*** Data provided Section Begins ***

PR #208, opened 2023-03-28
Add benchmarks for poseidon cipher

### LINKED ISSUE #198: Add benchmarks for PoseidonCipher ZK and non-ZK
#### Summary
We need benchmarks in order to track performance throughout the development.

In this issue we will add the benchmark to measure the native poseidon cipher and the proof creation and verification of the poseidon cipher circuit.

#### Additional context
First mentioned in #81

moCello:
Resolves #198

### DIFF
--- a/CHANGELOG.md
+++ b/CHANGELOG.md
@@ -7,6 +7,10 @@ and this project adheres to [Semantic Versioning](https://semver.org/spec/v2.0.0
 
 ## [Unreleased]
 
+### Added
+
+- Benchmark for running sponge gadged on 5 BlsScalar (one permutation) [#206]
+
 ## [0.28.1] - 2023-01-18
 
 ### Added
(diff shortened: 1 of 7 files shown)


ureeves (approved):
LGTM but... could you post the results? :blush:

xevisalle (approved):
LGTM but I would merge the encrypt and decrypt benchmarks into a single file. Besides, I'd remove the benchmark of the circuit compilation.

moCello:
> LGTM but I would merge the encrypt and decrypt benchmarks into a single file. Besides, I'd remove the benchmark of the circuit compilation.

I get your point with the compilation benchmarks, but regarding the different files for decryption and encryption: the benefit for having them in different files is that one can run them separately with:
```
cargo bench --bench cipher_encrypt
```
or
```
cargo bench --bench cipher_decrypt
```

*** Data provided Section Ends ***

* **The task**:
Copy the entries above exactly, but only from the line holding "### LINKED ISSUE" through the line holding "In this issue", both included.

* **Response to the exercise**:
### LINKED ISSUE #198: Add benchmarks for PoseidonCipher ZK and non-ZK
#### Summary
We need benchmarks in order to track performance throughout the development.

In this issue we will add the benchmark to measure the native poseidon cipher and the proof creation and verification of the poseidon cipher circuit.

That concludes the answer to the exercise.